The lines to extract run from the first line of the entries through the line that contains "### Details"; reproduce exactly those lines and no others.
(PROVIDED RECORDS)
PR #756, opened 2020-09-25
Non cartesian and robust convex hulls

vissarion:
This PR adds support for non-cartecian coordinate systems to convex hull algorithm, namely spherical and geographic. For the cartesian case it adds and tests a robust strategy implemented in https://github.com/boostorg/geometry/pull/617

### Details

* the graham-andrew algorithm implementation (a.k.a. Andrew's monotone chain convex hull algorithm) is moved to `algorithms` directory from agnostic strategies,
* new umbrella strategies are added, that basically call the side strategy for each coordinate system,
* robust strategies for cartesian CS are supported. 

### Robustness

The file `convex_hull_robust.cpp` in `test/convex_hull` directory demonstrates what can go wrong with non robust strategies in convex hull computation (this could be extended to other geometric algorithms as well). In the examples, the resulting convex hull could (a) miss a point, (b) be slightly non-convex, (c) could result in a polygon with wrong area sign or (d) has an arbitrarily large error in the resulting area. More information about robustness here: https://people.mpi-inf.mpg.de/~mehlhorn/ftp/classroomExamplesNonrobustness.pdf 
Also as noted in https://github.com/boostorg/geometry/issues/699 the robust side predicate seems to be faster than the non-robust one (`side_by_triangle`) and could be useful to have a fast but non-robust side predicate.


include/boost/geometry/strategies/convex_hull/cartesian.hpp
```diff
@@ -0,0 +1,50 @@
...
+
+namespace strategies { namespace convex_hull
+{
+
+template <typename CalculationType = void>
+class cartesian : strategies::detail::cartesian_base
+{
+public:
+    template <typename Geometry>
+    static auto side(Geometry const&)
```
awulkiew, line 29: Side strategy may be called for points of the same geometry (e.g. in `is_simple`) or for points of 2 geometries (e.g. in `intersection`) and also in addition to that for some temporary point not existing in any of the geometries. In a place where this is done (e.g. in `get_turns`) the information about the original geometries may be unavailable, only arbitrary 3 points. So it is not clear which `Geometry` and how many of them would have to be passed here.

So I propose to remove the parameter at all and have single side strategy only defined by the strategy.

Does it make sense?

include/boost/geometry/algorithms/detail/convex_hull/interface.hpp
```diff
@@ -0,0 +1,394 @@
...
+    static inline OutputIterator apply(Geometry const& geometry,
+                                       OutputIterator& out,
+                                       Strategy const& strategy)
+    {
+        //BOOST_CONCEPT_ASSERT( (geometry::concepts::ConvexHullStrategy<Strategy>) );
+
+        return dispatch::convex_hull_insert<
+                   geometry::point_order<Geometry>::value,
+                   geometry::closure<Geometry>::value
+               >::apply(geometry, out, strategy);
```
awulkiew, line 199: This code takes the new umbrella strategy. There is no backward compatibility.

This is how it is done e.g. for `area` with `services::strategy_converter` "converting" from the old strategy to the new umbrella strategy:
https://github.com/boostorg/geometry/blob/develop/include/boost/geometry/algorithms/area.hpp#L240-L252
https://github.com/boostorg/geometry/blob/develop/include/boost/geometry/strategies/area/services.hpp#L42-L50
https://github.com/boostorg/geometry/blob/develop/include/boost/geometry/strategies/area/cartesian.hpp#L48-L54

Unless this PR breaks the backward compatibility anyway.

include/boost/geometry/algorithms/detail/convex_hull/interface.hpp
```diff
@@ -0,0 +1,394 @@
...
+};
+
+struct convex_hull_insert
+{
+    template <typename Geometry, typename OutputIterator, typename Strategy>
+    static inline OutputIterator apply(Geometry const& geometry,
+                                       OutputIterator& out,
+                                       Strategy const& strategy)
+    {
+        //BOOST_CONCEPT_ASSERT( (geometry::concepts::ConvexHullStrategy<Strategy>) );
```
awulkiew, line 194: So this concept assert was commented out. It's because after changing the old strategy to umbrella strategy you'd have to alter the concept check as well. I'm ok with doing it later.

include/boost/geometry/strategies/convex_hull/cartesian.hpp
vissarion: Yes, I agree, removed.

include/boost/geometry/algorithms/detail/convex_hull/interface.hpp
vissarion: This is a breaking change, the convex hull algorithm use to take an "agnostic" convex_hull strategy "graham_andrew" but now takes a new umbrella strategy to provides a side predicate.

include/boost/geometry/algorithms/detail/convex_hull/interface.hpp
vissarion: OK, I will leave to a future PR.

include/boost/geometry/strategies/convex_hull/geographic.hpp
```diff
@@ -0,0 +1,70 @@
...
+    {}
+
+    static auto side()
+    {
+        return strategy::side::geographic
+            <
+                FormulaPolicy,
+                Spheroid,
+                CalculationType
+            >();
```
awulkiew, line 51: Here spheroid should've been passed (e.g. `base_t::m_spheroid`).

include/boost/geometry/strategies/convex_hull/spherical.hpp
```diff
@@ -0,0 +1,54 @@
...
+
+namespace strategies { namespace convex_hull
+{
+
+template
+<
+    typename RadiusTypeOrSphere = double,
+    typename CalculationType = void
+>
+class spherical : strategies::detail::spherical_base<RadiusTypeOrSphere>
```
awulkiew, line 30: Radius is not needed in this strategy so it could take only `CalculationType`. There is a version `spherical_base` specialized for `void` for that ocasion, i.e.:
```
template <typename CalculationType = void>
class spherical : strategies::detail::spherical_base<void>
```

include/boost/geometry/strategies/geographic/side.hpp
```diff
@@ -120,6 +122,11 @@ class geographic
         typedef typename FormulaPolicy::template inverse
                     <calc_t, false, true, false, false, false> inverse_formula;
 
+        if (geometry::equals(p, p1) || geometry::equals(p, p2))
```
awulkiew, line 125: `equals` needs geographic/spherical point_in_point strategy.

awulkiew: Btw, is it a fix for a bug?

include/boost/geometry/strategies/spherical/side_by_cross_track.hpp
```diff
@@ -71,9 +71,19 @@ public :
         calc_t crs_AD = geometry::formula::spherical_azimuth<calc_t, false>
                              (lon1, lat1, lon, lat).azimuth;
 
+        if (crs_AD == 0)
+        {
+            return 0;
+        }
+
```
awulkiew, line 78: This doesn't look correct. Azimuth 0 means going north which doesn't mean that the point lies at the same great circle as the segment. Or am I missing something?

include/boost/geometry/strategy/cartesian/precise_area.hpp
```diff
@@ -0,0 +1,118 @@
+// Boost.Geometry
+
+// Copyright (c) 2020, Oracle and/or its affiliates.
+
+// Contributed and/or modified by Vissarion Fysikopoulos, on behalf of Oracle
+
+// Licensed under the Boost Software License version 1.0.
+// http://www.boost.org/users/license.html
+
+#ifndef BOOST_GEOMETRY_STRATEGY_CARTESIAN_AREA_ACCURATE_HPP
```
awulkiew, line 10: Macro name does not correspond to file name.

include/boost/geometry/algorithms/detail/convex_hull/graham_andrew.hpp
```diff
@@ -212,31 +211,30 @@ public :
...
         geometry::less<point_type> less;
 
-        detail::get_extremes(geometry, most_left, most_right, less);
+        detail::convex_hull::get_extremes(geometry, most_left, most_right, less);
 
         container_type lower_points, upper_points;
 
-        // TODO: User-defiend CS-specific side strategy
-        typename strategy::side::services::default_strategy<cs_tag>::type side;
+        auto side_strategy = strategy.side();
```
awulkiew, line 218: `auto const`

include/boost/geometry/strategies/convex_hull/cartesian.hpp
```diff
@@ -0,0 +1,49 @@
...
+namespace strategies { namespace convex_hull
+{
+
+template <typename CalculationType = void>
+class cartesian : strategies::detail::cartesian_base
+{
+public:
+    static auto side()
+    {
+        return strategy::side::side_robust<CalculationType>();
```
awulkiew, line 30: So the default side strategy is robust strategy. Is that correct? Typically we're choosing the fastest as the default. Does it mean that the robust side strategy is also faster?

include/boost/geometry/strategy/cartesian/side_non_robust.hpp
```diff
@@ -0,0 +1,76 @@
...
+    left of segment (>0), right of segment (< 0), on segment (0).
+\ingroup strategies
+\tparam CalculationType \tparam_calculation
+\details This predicate determines at which side of a segment a point lies
+*/
+template
+<
+    typename CalculationType = void
+>
+struct side_non_robust
```
awulkiew, line 34: So with this PR we have 3 cartesian side strategies: `side_by_triangle`, `side_non_robust` and `side_robust` with `side_robust` being the default for convex_hull.

And we also have `strategy::area::cartesian` and `strategy::area::precise_cartesian`. With the latter not defined in convex_hull umbrella strategy and probably only needed for testing.

So my questions are:

1. What's the difference between `side_by_triangle` and `side_non_robust`?

2. Why side is called robust and area called precise? Is this distinction actually important or are these names more or less arbitrary? Shouldn't we think about some consistent naming?

3. Are these robust/precise strategies complementary. I.e. is it the case that they should be used together in algorithms requiring both area and side strategies? Or can they be mixed with non-robust/non-accurate strategies?

include/boost/geometry/strategies/convex_hull/geographic.hpp
vissarion: right, done.

include/boost/geometry/strategies/convex_hull/spherical.hpp
vissarion: nice, thanks

include/boost/geometry/strategies/geographic/side.hpp
vissarion: >equals needs geographic/spherical point_in_point strategy.

right

>Btw, is it a fix for a bug?

Indeed, this fixes this bug https://github.com/boostorg/geometry/issues/765.

include/boost/geometry/strategies/spherical/side_by_cross_track.hpp
vissarion: This is a leftover from testing this function. I think the whole file could be removed, since this strategy is not used anywhere and `spherical_side_formula` does the same computation more efficiently.

include/boost/geometry/strategy/cartesian/precise_area.hpp
vissarion: OK this is from PR https://github.com/boostorg/geometry/pull/749 but I am fixing it here.

include/boost/geometry/algorithms/detail/convex_hull/graham_andrew.hpp
vissarion: right

include/boost/geometry/strategies/convex_hull/cartesian.hpp
vissarion: > So the default side strategy is robust strategy. Is that correct? Typically we're choosing the fastest as the default. Does it mean that the robust side strategy is also faster?

Yes, I chose to put robust as default one. It seems that it is also faster, see this discussion https://github.com/boostorg/geometry/issues/699

> EDIT: Is it because robust convex_hull is needed in e.g. in triangulation? If that's the case then convex_hull umbrella strategy could define non-robust strategy and triangulation umbrella strategy could define robust one.

No, this is independent from triangulation.

include/boost/geometry/strategy/cartesian/side_non_robust.hpp
vissarion: > So with this PR we have 3 cartesian side strategies: `side_by_triangle`, `side_non_robust` and `side_robust` with `side_robust` being the default for convex_hull.

> And we also have `strategy::area::cartesian` and `strategy::area::precise_cartesian`. With the latter not defined in convex_hull umbrella strategy and probably only needed for testing.

Actually proposed in this PR https://github.com/boostorg/geometry/pull/749 while the current one build on top of https://github.com/boostorg/geometry/pull/749
 
> So my questions are:
> 
>     1. What's the difference between `side_by_triangle` and `side_non_robust`?

`side_non_robust` is faster but probably less accurate since it does not implement any heuristic it just computes the determinant. 

>     2. Why side is called robust and area called precise? Is this distinction actually important or are these names more or less arbitrary? Shouldn't we think about some consistent naming?

I chose robust keyword for computations of predicates (yes/no result) to declare the guarantee that the result will be correct. I use precise keyword for constructions (numeric result) to declare that the result is "more precise" than the more simple computation. Of course in certain cases you can make it "more precise" (and yet slower) if you use multiprecision. We should definitely use some consistent naming. An alternative to the proposal above could be to use the keyword "robust" to whatever is more involved than straightforward floating points computation. 
 
>     3. Are these robust/precise strategies complementary. I.e. is it the case that they should be used together in algorithms requiring both area and side strategies? Or can they be mixed with non-robust/non-accurate strategies?

They can be mixed. You can compute a convex hull with robust side predicate and then compute the area with the non_robust are strategy. They are independent.

include/boost/geometry/strategies/spherical/side_by_cross_track.hpp
awulkiew: >This is a leftover from testing this function.

Ok, so these lines should be removed, right?

> I think the whole file could be removed, since this strategy is not used anywhere and `spherical_side_formula` does the same computation more efficiently.

Well, I don't know. One is using azimuths and the other 3d vectors and AFAIR the accuracy is different in both cases.

include/boost/geometry/strategy/cartesian/side_non_robust.hpp
awulkiew: Ok, the naming makes sense. I only worry that it may be start to be confusing at some point when there are different strategies called robust, precise or accurate. What if there are two different methods of achieving robustness or precision? Would it make sense or even be possible to use some more explicit names, e.g. indicating how the calculation is performed exactly?

include/boost/geometry/strategies/spherical/side_by_cross_track.hpp
vissarion: OK, so let's keep it. However, since there is an issue which is similar to the geographic side issue I updated  https://github.com/boostorg/geometry/issues/765 and I propose here a similar fix to the one of the geographic side.

include/boost/geometry/strategy/cartesian/side_non_robust.hpp
vissarion: I think for now we can stick to "robust" (for predicates) and "precise" (for constructions). Note that I am also OK with "robust" for all. Then, if at some point we have two different methods of robustness (or "preciseness") for the same problem (which is a bit unlikely at least w.r.t. my current understanding of the BG development) we can think of specialized names.

@barendgehrels what do you think about this PR and the discussed issues on robustness?

include/boost/geometry/strategies/convex_hull/cartesian.hpp
```diff
@@ -0,0 +1,49 @@
...
+#include <boost/geometry/strategy/cartesian/side_robust.hpp>
+
+namespace boost { namespace geometry
+{
+
+namespace strategies { namespace convex_hull
+{
+
+template <typename CalculationType = void>
+class cartesian : strategies::detail::cartesian_base
```
awulkiew, line 25: I forgot to mention that the base class should be `public` in order to allow access to its members.

include/boost/geometry/strategies/convex_hull/geographic.hpp
```diff
@@ -0,0 +1,70 @@
...
+namespace strategies { namespace convex_hull
+{
+
+template
+<
+    typename FormulaPolicy = strategy::andoyer,
+    typename Spheroid = srs::spheroid<double>,
+    typename CalculationType = void
+>
+class geographic : strategies::detail::geographic_base<Spheroid>
```
awulkiew, line 31: `public`

include/boost/geometry/strategies/convex_hull/spherical.hpp
```diff
@@ -0,0 +1,50 @@
...
+
+
+namespace boost { namespace geometry
+{
+
+namespace strategies { namespace convex_hull
+{
+
+template <typename CalculationType = void>
+class spherical : strategies::detail::spherical_base<void>
```
awulkiew, line 26: `public`

awulkiew (approved):

include/boost/geometry/strategies/convex_hull/cartesian.hpp
vissarion: It is `public`. Am I missing something or you are looking at a older version?

awulkiew: No, I don't think so. It should either be:
```
class cartesian : public strategies::detail::cartesian_base
```
or
```
struct cartesian : strategies::detail::cartesian_base
```

vissarion: oh, sure, I misunderstood your first comment

vissarion:
@barendgehrels do you agree to merge this to develop to go to 1.75

barendgehrels (approved):
> @barendgehrels do you agree to merge this to develop to go to 1.75

Yes, sorry for the delay. I recently went through this and I'm OK. You can merge it.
(End PROVIDED RECORDS)
■ ANSWER SECTION
PR #756, opened 2020-09-25
Non cartesian and robust convex hulls

vissarion:
This PR adds support for non-cartecian coordinate systems to convex hull algorithm, namely spherical and geographic. For the cartesian case it adds and tests a robust strategy implemented in https://github.com/boostorg/geometry/pull/617

### Details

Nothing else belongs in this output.